Issue #2783, opened 2026-04-29
Add Windows ETW Receiver for telemetry from applications co-located with otap-dataflow


utpilla:
## Pre-filing checklist

- [x] I searched existing issues and didn't find a duplicate

## Component(s)

Rust OTAP dataflow (rust/otap-dataflow/)

## Summary

Add a receiver for application telemetry emitted through Windows [Event Tracing for Windows (ETW)](https://learn.microsoft.com/en-us/windows/win32/etw/event-tracing-portal) sessions. The receiver will support TraceLogging, TraceLoggingDynamic, and manifest-based event formats.

This receiver targets telemetry emitted through ETW providers on the same Windows host as the collector. A single ETW session can subscribe to multiple providers, and [`one_collect`](https://github.com/microsoft/one-collect) manages the full session lifecycle (creation, provider subscription, buffer configuration, `ProcessTrace` thread, lost event callbacks, graceful shutdown). Events are consumed via the `ProcessTrace` callback, decoded using TDH APIs, and distributed to per-core pipelines through per-core `tokio::sync::mpsc` channels.

Related decoding surface:

- TDH APIs: Available via the [`windows`](https://crates.io/crates/windows)/ [windows-sys](https://crates.io/crates/windows-sys) crate

ETW session management library:

- [`one_collect`](https://github.com/microsoft/one-collect) -- Manages the full ETW session lifecycle including session creation, provider subscription, `ProcessTrace` thread management, buffer configuration, lost event callbacks, and graceful shutdown. Without it, the receiver would need raw Win32 API calls (`StartTrace`, `EnableTraceEx2`, `OpenTrace`, `ProcessTrace`, `StopTrace`) with careful error handling.

This proposal is to add this as part of the `contrib-nodes` crate under a feature flag.

## Motivation

For applications running on the same Windows host as the collector, ETW provides a native kernel-managed event path. Events can be consumed from an ETW session via a `ProcessTrace` callback, avoiding the local TCP/UDP/HTTP/gRPC stack. This offers lower-overhead, lower-latency same-host ingestion with bounded kernel-side buffering.

Key advantages over network-based ingestion:

- **No network stack overhead** -- no TCP/gRPC/HTTP framing, no protobuf serialization, no listener sockets, no TLS termination (events still require TDH decoding from the ETW buffer format)
- **Kernel-managed buffering** absorbs producer bursts (events are dropped when buffers fill, not back-pressured)

### Use cases

[...]

PR #3187, opened 2026-06-03
ETW receiver: add TDH field decoding, Arrow conversion, and batched flush

swashtek:
Towards #2783 

# Change Summary
This covers the three main areas in the branch:

1. __TDH field decoding__ — TraceLogging schema discovery via `TdhGetEventInformation`, field extraction via skip-chains
2. __Arrow conversion__ — `EtwArrowRecordsBuilder` mapping ETW events to OTAP Arrow log record batches (severity, attributes, timestamps)
3. __Batched flush__ — configurable `max_size` / `max_duration` batch policy with timer-based and size-based flush in the async event loop

* Closes #NNN

No

### Changelog

* [ ] Added a `.chloggen/*.yaml` entry, OR this PR is a `chore` (indicated in title).


rust/otap-dataflow/crates/contrib-nodes/src/receivers/etw_receiver/session.rs
```diff
@@ -64,17 +139,36 @@ const EVENT_CHANNEL_CAPACITY: usize = 4096;
...
+#[derive(Debug, Clone)]
+pub struct DecodedField {
+    /// Field name (e.g. `"ProcessId"`, or `"Parent.ChildField"` for nested structs).
+    pub name: String,
+    /// Type name matching one_collect conventions (e.g. `"u32"`, `"string"`, `"wstring"`).
+    pub type_name: String,
+    /// Raw field data bytes copied from the event payload.
+    /// Empty for unsupported or zero-length fields.
+    pub data: Vec<u8>,
+}
```
utpilla, line 182: The current `DecodedField { name: String, type_name: String, data: Vec<u8> }` defers type interpretation to the encoder, which then string-matches on `type_name` and `data.len()` to reconstruct a typed value. A few issues with this:

1. Silent type drift: If `one_collect` ever renames a type string (e.g. `"unsigned int"` → `"u32_le"`), the encoder's match arm stops firing and the field silently falls through to the `_ => AttrValue::Bytes(...)` hex-string path. The compiler can't catch this; only a test that covers the exact `(type_name, len)` pair will.

2. Missing TDH types degrade silently: `TDH_INTYPE_BOOLEAN`, `TDH_INTYPE_GUID`, `TDH_INTYPE_FILETIME`, `TDH_INTYPE_SID`, `TDH_INTYPE_HEXINT*`, etc. aren't in the match. They all become hex strings downstream with no signal that decoding wasn't fully supported.

3. Wasted allocations on the ETW callback hot path. For a `u32` field we currently allocate `String` (name) + `String` (type_name) + `Vec<u8>` (data) on the single `ProcessTrace` thread, only for the consumer to undo two of those to recover an `i64`. The `user_events_receiver` already solved the same problem with a typed enum:

```rust
pub enum DecodedAttributeValue { Str(String), Int(i64), Bool(bool), Double(f64) }
```

Decoder produces the typed variant once; encoder is a small exhaustive match. Adding a new variant is a compile error at every match site. There are no silent fall-throughs.

I would suggest move the TDH type → value mapping from `decode_field_value` in `arrow_records_encoder.rs` into `extract_decoded_fields` in `session.rs`, and define an `EtwAttributeValue` enum modeled on `DecodedAttributeValue`. `DecodedField` then becomes `{ name: String, value: EtwAttributeValue }` and the encoder collapses to a match statement.

This keeps encoding distributed across consumer cores (no change there), eliminates the duplicate `type_name: String` allocation per field, removes consumer-side byte re-parsing, and centralizes TDH type knowledge next to the decoder where it belongs.

rust/otap-dataflow/crates/contrib-nodes/src/receivers/etw_receiver/mod.rs
```diff
@@ -75,6 +85,11 @@ use std::time::Duration;
 /// URN for the ETW receiver.
 pub const ETW_RECEIVER_URN: &str = "urn:otel:receiver:etw";
 
+// ── Defaults ─────────────────────────────────────────────────────────────────
+
+const DEFAULT_BATCH_MAX_SIZE: u16 = 512;
+const DEFAULT_BATCH_MAX_DURATION: Duration = Duration::from_millis(50);
```
utpilla: Let's use `100ms` as the default duration?

rust/otap-dataflow/crates/contrib-nodes/src/receivers/etw_receiver/mod.rs
```diff
@@ -118,6 +133,32 @@ struct ProviderConfig {
...
+///
+/// Decoded ETW events are accumulated into OTAP log batches before they are
+/// sent downstream.  Batching improves throughput but increases the number of
+/// decoded records that can be lost if the process exits before a flush.
+#[derive(Debug, Clone, Deserialize, PartialEq)]
+#[serde(deny_unknown_fields)]
+struct BatchConfig {
+    /// Maximum number of log records per emitted OTAP batch.
+    #[serde(default = "default_batch_max_size")]
+    max_size: u16,
```
utpilla: Let's use `NonZeroU16` as the type for `max_size`. That would enforce that the user provides valid values.

rust/otap-dataflow/crates/contrib-nodes/src/receivers/etw_receiver/mod.rs
```diff
@@ -220,28 +284,75 @@ impl EtwReceiver {
...
+) -> Result<(), Error> {
+    if builder.is_empty() {
+        return Ok(());
+    }
+
+    let item_count = u64::from(builder.len());
+
+    let payload = std::mem::take(builder)
+        .build()
+        .map_err(|error| Error::ReceiverError {
```
utpilla: If the build fails, we should emit the forward failed metric.

rust/otap-dataflow/crates/contrib-nodes/src/receivers/etw_receiver/mod.rs
```diff
@@ -220,28 +284,75 @@ impl EtwReceiver {
...
             event_rx,
         })
     }
 }
 
+// ── Batch flush helpers ──────────────────────────────────────────────────────
+
+/// Flush the current Arrow batch downstream via the effect handler.
+///
+/// Resets `builder` to a fresh empty builder on success.  On failure the
```
utpilla: The builder seems to be reset regardless of outcome (success or failure).

rust/otap-dataflow/crates/contrib-nodes/src/receivers/etw_receiver/mod.rs
```diff
@@ -251,7 +362,16 @@ impl EtwReceiver {
...
+                            // Drain remaining events from the channel before
+                            // flushing the final batch.
+                            while let Ok(event) = self.event_rx.try_recv() {
+                                self.metrics.borrow_mut().received_events_total.inc();
+                                builder.append(&event);
+                                if builder.len() >= batch_max_size {
+                                    flush_batch(effect_handler, &self.metrics, &mut builder).await?;
+                                }
+                            }
+                            flush_batch(effect_handler, &self.metrics, &mut builder).await?;
```
utpilla: Two issues here:

**1. Drain doesn't honour the deadline.**

`while let Ok(event) = self.event_rx.try_recv()` only exits when the channel is momentarily empty. The producer thread running `ProcessTrace` keeps round-robining events into our `tx`, so on a busy provider this loop can spin past the `deadline` indefinitely. The runtime expects `notify_receiver_drained` by the deadline; overshooting risks a forced kill mid-flush.

**2. `flush_batch` uses awaiting `send`, which can block on backpressure.**

During drain, downstream may be slow or already shutting down. `effect_handler.send_message_with_source_node(...).await` will park the task indefinitely if the downstream channel is full, again, blowing past the deadline. We should use `try_send_message_with_source_node` for exactly this reason.

#### Suggested fix

Two changes:

- **Bound the drain by 90% of the deadline** (mirroring the syslog CEF TCP pattern at [`syslog_cef_receiver/mod.rs`](rust/otap-dataflow/crates/core-nodes/src/receivers/syslog_cef_receiver/mod.rs)), capped at a small max budget so a generous deadline doesn't stall shutdown.
- **Use `try_send` for both flushes** so we never block on a slow downstream during drain. Skip the metric increment on success and add a `received_events_forward_failed` increment on `TrySendError::Full` / `Closed`.

```rust
const MAX_DRAIN_BUDGET: Duration = Duration::from_secs(1);

Ok(NodeControlMsg::DrainIngress { deadline, .. }) => {
    let _ = telemetry_timer_handle.cancel().await;

    let now = std::time::Instant::now();
    let remaining = deadline.saturating_duration_since(now);
    let drain_budget = std::cmp::min(remaining * 9 / 10, MAX_DRAIN_BUDGET);
    let drain_deadline = now + drain_budget;

    while std::time::Instant::now() < drain_deadline {
        match self.event_rx.try_recv() {
            Ok(event) => {
                self.metrics.borrow_mut().received_events_total.inc();
                builder.append(&event);
                if builder.len() >= batch_max_size {
                    try_flush_batch(effect_handler, &self.metrics, &mut builder)?;
                }
            }
            Err(_) => break, // Empty or Disconnected
        }
    }

    // Flush the trailing partial batch (no-op if already empty).
    try_flush_batch(effect_handler, &self.metrics, &mut builder)?;

    let snapshot = self.metrics.borrow().snapshot();
    return Ok(TerminalState::new(deadline, [snapshot]));
}
```

Where `try_flush_batch` is a sync sibling of `flush_batch` that calls `try_send_message_with_source_node` instead of awaiting `send_message_with_source_node`.

utpilla: The "right" fix would be to stop the producer for this core before draining, so `try_recv` reliably reaches `Disconnected`. That requires plumbing through [session.rs], a per-slot `unsubscribe()` that drops this core's `Sender` from the shared `txs` table (which today is `Rc<Vec<Sender>>` on the `ProcessTrace` thread and would need to become `Arc<[ArcSwapOption<Sender>]>` or similar). That's a session-lifecycle change with hot-path implications and belongs in its own PR. The deadline-bounded drain above is a safe interim fix.

rust/otap-dataflow/crates/contrib-nodes/src/receivers/etw_receiver/mod.rs
```diff
@@ -220,28 +284,75 @@ impl EtwReceiver {
...
         ctrl_chan: &mut local::ControlChannel<OtapPdata>,
         effect_handler: &local::EffectHandler<OtapPdata>,
         telemetry_timer_handle: TelemetryTimerCancelHandle<OtapPdata>,
     ) -> Result<TerminalState, Error> {
-        let mut event_count: u64 = 0;
         let mut channel_alive = true;
+        let mut builder = EtwArrowRecordsBuilder::new();
+        let batch_max_size = self.batching.max_size;
+
+        let mut flush_interval = time::interval(self.batching.max_duration);
```
utpilla: Use `interval_at` instead of `interval` here otherwise `flush_interval.tick()` would fire immediately.

rust/otap-dataflow/crates/contrib-nodes/src/receivers/etw_receiver/mod.rs
```diff
@@ -281,43 +401,34 @@ impl EtwReceiver {
                     }
                 }
 
+                // Timer-based batch flush
+                _ = flush_interval.tick() => {
```
utpilla: Include the channel check for timer branch as well.

```suggestion
                _ = flush_interval.tick(), if channel_alive => {
```

rust/otap-dataflow/crates/contrib-nodes/src/receivers/etw_receiver/mod.rs
```diff
@@ -281,43 +401,34 @@ impl EtwReceiver {
...
+                                flush_batch(effect_handler, &self.metrics, &mut builder).await?;
+                            }
                         }
                         None => {
                             // Channel closed — the ETW session thread has
                             // exited (process shutdown or unrecoverable error).
-                            // Stop polling event_rx; only handle control
-                            // messages from now on.
+                            // Flush any remaining events, then stop polling.
+                            flush_batch(effect_handler, &self.metrics, &mut builder).await?;
```
utpilla: You want to use the `try_flush_batch` method here as well as mentioned in the [comment](https://github.com/open-telemetry/otel-arrow/pull/3187#discussion_r3378229750) for `DrainIngress`. We don't want to block when shutting down or stopping the receiver.

rust/otap-dataflow/crates/contrib-nodes/src/receivers/etw_receiver/mod.rs
```diff
@@ -220,28 +284,75 @@ impl EtwReceiver {
...
+            source_detail: format_error_sources(&error),
+        })?;
+
+    let pdata = OtapPdata::new_todo_context(payload.into());
+    if let Err(error) = effect_handler.send_message_with_source_node(pdata).await {
+        metrics
+            .borrow_mut()
+            .received_events_forward_failed
+            .add(item_count);
+        return Err(error.into());
```
utpilla: The only error reachable on the awaiting `send_message_with_source_node(...).await` path is `SendError::Closed` which happens when the downstream node is torn down. `SendError::Full` (backpressure) is impossible here because the awaiting send parks until a slot opens instead of returning.

Rather than propagating this via `?` and terminating the receiver on a single transient downstream closure, prefer to treat it as a per-batch loss event: increment `received_events_forward_failed`, log, and keep the receiver alive. The control plane (`DrainIngress`/`Shutdown`) decides when the receiver actually stops; data-path errors shouldn't take it down unilaterally. Check Syslog CEF Receiver for reference.

That way the receiver survives transient downstream restarts which might be a thing in future.

rust/otap-dataflow/crates/contrib-nodes/src/receivers/etw_receiver/arrow_records_encoder.rs
```diff
@@ -0,0 +1,427 @@
...
+        // Duplicate the event name as an attribute so it is preserved in
+        // exporters whose schema does not include the OTel `event_name`
+        // log record field (e.g. the Parquet exporter writes only the
+        // standard OTAP columns and omits `event_name`).
+        if !event.event_name.is_empty() {
+            self.append_attr(
+                "etw.event_name",
+                AttrValue::Str(Cow::Borrowed(&event.event_name)),
+            );
+        }
```
utpilla: Let's fix Parquet Exporter to export the event name instead of duplicating this in ETW Receiver?

rust/otap-dataflow/crates/contrib-nodes/src/receivers/etw_receiver/arrow_records_encoder.rs
```diff
@@ -0,0 +1,427 @@
...
+            guid[7],
+            guid[8],
+            guid[9],
+            guid[10],
+            guid[11],
+            guid[12],
+            guid[13],
+            guid[14],
+            guid[15],
+        );
```
utpilla: Could we use a stack buffer to avoid the allocation caused by `format!`?

rust/otap-dataflow/crates/contrib-nodes/src/receivers/etw_receiver/arrow_records_encoder.rs
```diff
@@ -0,0 +1,427 @@
...
+        self.append_attr("etw.provider_id", AttrValue::Str(Cow::Owned(provider_guid)));
+
+        // Activity ID — only emit when non-zero (provider set a correlation ID)
+        if event.activity_id != [0u8; 16] {
```
utpilla, line 215: Same as https://github.com/open-telemetry/otel-arrow/pull/3187#discussion_r3378387278

rust/otap-dataflow/crates/contrib-nodes/src/receivers/etw_receiver/arrow_records_encoder.rs
```diff
@@ -0,0 +1,427 @@
...
+    fn append_attr(&mut self, key: &str, value: AttrValue<'_>) {
+        self.log_attrs.append_key(key);
+        match value {
+            AttrValue::Str(s) => self.log_attrs.any_values_builder.append_str(s.as_bytes()),
+            AttrValue::Int(i) => self.log_attrs.any_values_builder.append_int(i),
+            AttrValue::Double(d) => self.log_attrs.any_values_builder.append_double(d),
+            AttrValue::Bool(b) => self.log_attrs.any_values_builder.append_bool(b),
+            AttrValue::Bytes(b) => {
+                // Encode raw bytes as hex string for observability
+                let hex: String = b.iter().map(|byte| format!("{byte:02x}")).collect();
```
utpilla: Could we reduce the unnecessary allocations caused by `format!` and `collect()` by using manual lookup? Something like this:

```rust
const HEX: &[u8; 16] = b"0123456789abcdef";
AttrValue::Bytes(b) => {
    let mut hex = Vec::with_capacity(b.len() * 2);
    for &byte in b {
        hex.push(HEX[(byte >> 4) as usize]);
        hex.push(HEX[(byte & 0x0f) as usize]);
    }
    self.log_attrs.any_values_builder.append_str(&hex);
}
```

rust/otap-dataflow/crates/contrib-nodes/src/receivers/etw_receiver/session.rs
```diff
@@ -85,12 +205,34 @@ pub struct EtwEventData {
...
+    pub decoded_fields: Vec<DecodedField>,
+    /// Raw copy of the event's `UserData` payload.
+    ///
+    /// Provided for consumers that need access to the full uninterpreted
+    /// event bytes (e.g. for binary-level forwarding or custom decoding).
+    #[expect(
+        dead_code,
+        reason = "retained for future binary-level forwarding or manifest decoding"
+    )]
+    pub user_data: Vec<u8>,
```
utpilla: This is requiring a big allocation for every event.

Could we drop the field for now? And bring it back only when there is an ask for it? Or if we want to keep it we want to gate this behind a config flag (`capture_raw_payload: bool`, default `false`) and make it `Option<Vec<u8>>`.

rust/otap-dataflow/.gitignore
```diff
@@ -35,3 +35,7 @@ resolved-schema.yaml
 
 # Ignore the temporary repo dir created by `cargo xtask history` command
 history-temp-repo/
+
+# ETW receiver Parquet/durable-buffer output
+etw_output/
+etw_buffer/
```
utpilla: Do we need this in `.gitignore` or could it have been skipped locally?

rust/otap-dataflow/crates/contrib-nodes/src/receivers/etw_receiver/session.rs
```diff
@@ -184,6 +326,192 @@ fn resolve_provider_guid(cfg: &ProviderConfig) -> Result<Guid, Error> {
...
+) -> Vec<DecodedField> {
+    let mut fields = Vec::with_capacity(format.fields().len());
+
+    for field in format.fields() {
+        // `try_get_field_data_closure` may panic with `todo!()` for
+        // unsupported LocationType variants (e.g. DynAbsolute).
+        // Since we're called from an `extern "system"` ETW callback
+        // that cannot unwind, we must catch any panic here to prevent
+        // the process from aborting.
+        let data = std::panic::catch_unwind(std::panic::AssertUnwindSafe(|| {
```
utpilla: Do we need `catch_unwind` here? Looks like this is guarding against a panic that can't actually happen via TDH:

- try_get_field_data_closure` itself doesn't panic, all its failure paths just return `None`.
- The `todo!()`s are in `get_data_with_offset_direct`, and only hit for `LocationType::DynRelative` / `DynAbsolute`.
- TDH's `intype_to_field_info` (in `one_collect/src/etw/tdh.rs`) only produces `Static`, `StaticString`, `StaticUTF16String`, and `StaticLenPrefixArray`. The `Dyn*` variants are a Linux tracefs thing (`__rel_loc`), not ETW.

rust/otap-dataflow/crates/contrib-nodes/src/receivers/etw_receiver/session.rs
```diff
@@ -184,6 +326,192 @@ fn resolve_provider_guid(cfg: &ProviderConfig) -> Result<Guid, Error> {
...
+/// code unit and substituting U+FFFD for invalid surrogate pairs.
+fn decode_utf16le(data: &[u8]) -> String {
+    let u16_iter = data
+        .chunks_exact(2)
+        .map(|c| u16::from_ne_bytes([c[0], c[1]]))
+        .take_while(|&c| c != 0);
+    char::decode_utf16(u16_iter)
+        .map(|r| r.unwrap_or('\u{FFFD}'))
+        .collect()
+}
```
utpilla, line 492: Let's optimize this method considering it's called on the hot-path:

1. Pre-allocate the `String`: `.collect()` reallocs as it grows; a capacity hint avoids that.
2. ASCII fast path: Most ETW string fields (paths, identifiers, English log lines) are pure ASCII, where every high byte is 0. We can detect that with one scan and skip the surrogate-decode state machine entirely.
3. Name vs. behavior. Function is called `decode_utf16le` but uses `from_ne_bytes`. Correct on Windows (always LE), but `from_le_bytes` matches the name and compiles to the same code on LE hosts.
4. Trailing odd byte. chunks_exact(2) already discards it; rounding len down explicitly makes the intent obvious.

What are your thoughts on something like this?

```rust
fn decode_utf16le(data: &[u8]) -> String {
    // Round down to whole code units; ignore a trailing odd byte.
    let len = data.len() & !1;
    let bytes = &data[..len];

    // ASCII fast path: stop at first NUL or first non-ASCII code unit.
    let ascii_end = bytes
        .chunks_exact(2)
        .position(|c| c[0] == 0 || c[1] != 0)
        .map(|i| i * 2)
        .unwrap_or(len);

    if ascii_end == len {
        // All ASCII up to end-or-NUL: byte copy, no surrogate logic.
        let mut out = String::with_capacity(ascii_end / 2);
        for chunk in bytes[..ascii_end].chunks_exact(2) {
            out.push(chunk[0] as char);
        }
        return out;
    }

    // Mixed / non-ASCII: full UTF-16 decode.
    let mut out = String::with_capacity(len / 2);
    let u16_iter = bytes
        .chunks_exact(2)
        .map(|c| u16::from_le_bytes([c[0], c[1]]))
        .take_while(|&c| c != 0);
    out.extend(char::decode_utf16(u16_iter).map(|r| r.unwrap_or('\u{FFFD}')));
    out
}
```

rust/otap-dataflow/crates/contrib-nodes/src/receivers/etw_receiver/session.rs
```diff
@@ -283,28 +627,97 @@ fn spawn_etw_session(config: &Config, txs: Vec<mpsc::Sender<EtwEventData>>) -> R
...
-                    // available directly; event_id/version/level/keywords
-                    // come from the full_data bytes passed via EventData.
+                    // Extract event descriptor fields from the raw EVENT_RECORD.
+                    // AncillaryData exposes id/opcode/version directly; for
+                    // level and keywords we read from the EVENT_RECORD pointer.
+                    let event_id = anc.id();
+                    let opcode = anc.op_code();
+                    let version = anc.version();
+
+                    let (level, keywords) = match anc.record() {
```
utpilla: `anc.record()` is currently called multiple times in this callback. Each call returns the same `Option<&EVENT_RECORD>` We could simplify this and we can fold them into a single `if let Some(record) = anc.record()` and handle every record-derived field in one place.

```rust
let mut level = 0u8;
let mut keywords = 0u64;
let mut activity_id = [0u8; 16];
let mut event_name = String::new();
let mut decoded_fields = Vec::new();
let mut user_data = Vec::new();

if let Some(record) = anc.record() {
    level = record.EventHeader.EventDescriptor.Level;
    keywords = record.EventHeader.EventDescriptor.Keyword;

    let g = &record.EventHeader.ActivityId;
    activity_id[0..4].copy_from_slice(&g.data1.to_ne_bytes());
    activity_id[4..6].copy_from_slice(&g.data2.to_ne_bytes());
    activity_id[6..8].copy_from_slice(&g.data3.to_ne_bytes());
    activity_id[8..16].copy_from_slice(&g.data4);

    if !record.UserData.is_null() && record.UserDataLength != 0 {
        user_data = unsafe {
            std::slice::from_raw_parts(
                record.UserData as *const u8,
                record.UserDataLength as usize,
            )
        }
        .to_vec();
    }

    if let Ok(result) = decoder.borrow_mut().decode(record) {
        event_name = result.event_name.unwrap_or("").to_owned();
        decoded_fields = extract_decoded_fields(
            result.event_data.format(),
            result.event_data.event_data(),
        );
    }
}
```

This way we get some benefits:
- Drops the `(decoded_fields, event_name, user_data)` tuple shuffle.
- Collapses the two identical `TdhDecodeError` arms (`NotFound` and `_e` both produce empty defaults) into a single `if let Ok(...)`.
- Reads top-to-bottom: declare defaults, fill from the record once, build `EtwEventData`.

rust/otap-dataflow/crates/contrib-nodes/src/receivers/etw_receiver/session.rs
```diff
@@ -184,6 +326,192 @@ fn resolve_provider_guid(cfg: &ProviderConfig) -> Result<Guid, Error> {
...
+        // StaticLenPrefixArray — `data` contains only the UTF-8 content bytes.
+        ("counted_string", _) => {
+            let s = String::from_utf8_lossy(data);
+            EtwAttributeValue::Str(s.trim_end_matches('\0').to_owned())
+        }
+        // Counted UTF-16 strings (TDH_INTYPE_COUNTEDSTRING, in_type 300).
+        ("counted_wstring", _) if data.len() >= 2 => EtwAttributeValue::Str(decode_utf16le(data)),
+        ("counted_wstring", _) => EtwAttributeValue::Str(String::new()),
+        // UTF-16LE strings, trim null terminator.
+        ("wstring", _) if data.len() >= 2 => EtwAttributeValue::Str(decode_utf16le(data)),
```
utpilla, line 422: We might not need the `>=2` check here since `decode_utf16le` would return and empty string for those cases anyway, right?

That would simplify it to:

```rust
("wstring" | "counted_wstring", _) => EtwAttributeValue::Str(decode_utf16le(data)),
```

rust/otap-dataflow/crates/contrib-nodes/src/receivers/etw_receiver/session.rs
```diff
@@ -184,6 +326,192 @@ fn resolve_provider_guid(cfg: &ProviderConfig) -> Result<Guid, Error> {
...
+        ("string", _) => {
+            let s = String::from_utf8_lossy(data);
+            EtwAttributeValue::Str(s.trim_end_matches('\0').to_owned())
+        }
+        // Counted ANSI/UTF-8 strings (TDH_INTYPE_COUNTEDANSISTRING, in_type 301).
+        // The u16 byte-count prefix has already been consumed by the framework's
+        // StaticLenPrefixArray — `data` contains only the UTF-8 content bytes.
+        ("counted_string", _) => {
+            let s = String::from_utf8_lossy(data);
+            EtwAttributeValue::Str(s.trim_end_matches('\0').to_owned())
```
utpilla: Minor: For invalid UTF-8 input this allocates twice: `from_utf8_lossy` allocates a `String`, then `to_owned` allocates a second one from the trimmed slice.

Trim the NULs off the byte slice first:

```rust
fn decode_ansi(data: &[u8]) -> String {
    let trimmed = data.split(|&b| b == 0).next().unwrap_or(data);
    String::from_utf8_lossy(trimmed).into_owned()
}
```

Then the two string arms collapse:

```rust
("string" | "counted_string", _) => EtwAttributeValue::Str(decode_ansi(data)),
```

One alloc instead of two on the invalid path, same single alloc on the ASCII path.

rust/otap-dataflow/crates/contrib-nodes/src/receivers/etw_receiver/arrow_records_encoder.rs
swashtek: Event name is not generic field across different receivers e.g. Syslog receiver, so parquet exporter would be taking this fix for ETW receiver. If that's fine, we can make a change (obviously there will be guards) 
I will create change once you confirm this.

swashtek: Please ignore my previous comment. I realized that optional OTAP column missing from incoming batch is materialized to null. Hence moving `event_name` to exporter makes more sense.

rust/otap-dataflow/crates/contrib-nodes/src/receivers/etw_receiver/session.rs
swashtek: Agreed, don't need `catch_unwind` anymore as panic is unreachable.

rust/otap-dataflow/crates/core-nodes/src/exporters/parquet_exporter/schema.rs
utpilla, line 1: Let's create a separate PR for this.

swashtek: Reverted the change, will bring as a separate PR.

utpilla (approved):
Thanks @swashtek for this PR!

rust/otap-dataflow/.chloggen/etw-receiver-tdh-decoder.yaml
```diff
@@ -0,0 +1,19 @@
...
+
+# The name of the component, or a single word describing the area of concern, (e.g. engine, otap).
+# Must be one of the components listed in rust/otap-dataflow/.chloggen/config.yaml.
+component: pipeline
+
+# A brief description of the change.  Surround your text with quotes ("") if it needs to start with a backtick (`).
+note: Add TDH (Trace Data Helper) decoder for ETW tracelogging events in the ETW receiver
+
+# Mandatory: One or more tracking issues related to the change. You can use the PR number here if no issue exists.
+issues: [3187]
```
utpilla:
```suggestion
issues: [2783]
```

Let's use the issue instead.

________

→ REQUIRED ACTION
Each line from the start of the records through the line holding "Add a receiver" must be returned exactly; nothing else belongs in the answer.

→ OUTPUT FOR THIS EXERCISE
Issue #2783, opened 2026-04-29
Add Windows ETW Receiver for telemetry from applications co-located with otap-dataflow


utpilla:
## Pre-filing checklist

- [x] I searched existing issues and didn't find a duplicate

## Component(s)

Rust OTAP dataflow (rust/otap-dataflow/)

## Summary

Add a receiver for application telemetry emitted through Windows [Event Tracing for Windows (ETW)](https://learn.microsoft.com/en-us/windows/win32/etw/event-tracing-portal) sessions. The receiver will support TraceLogging, TraceLoggingDynamic, and manifest-based event formats.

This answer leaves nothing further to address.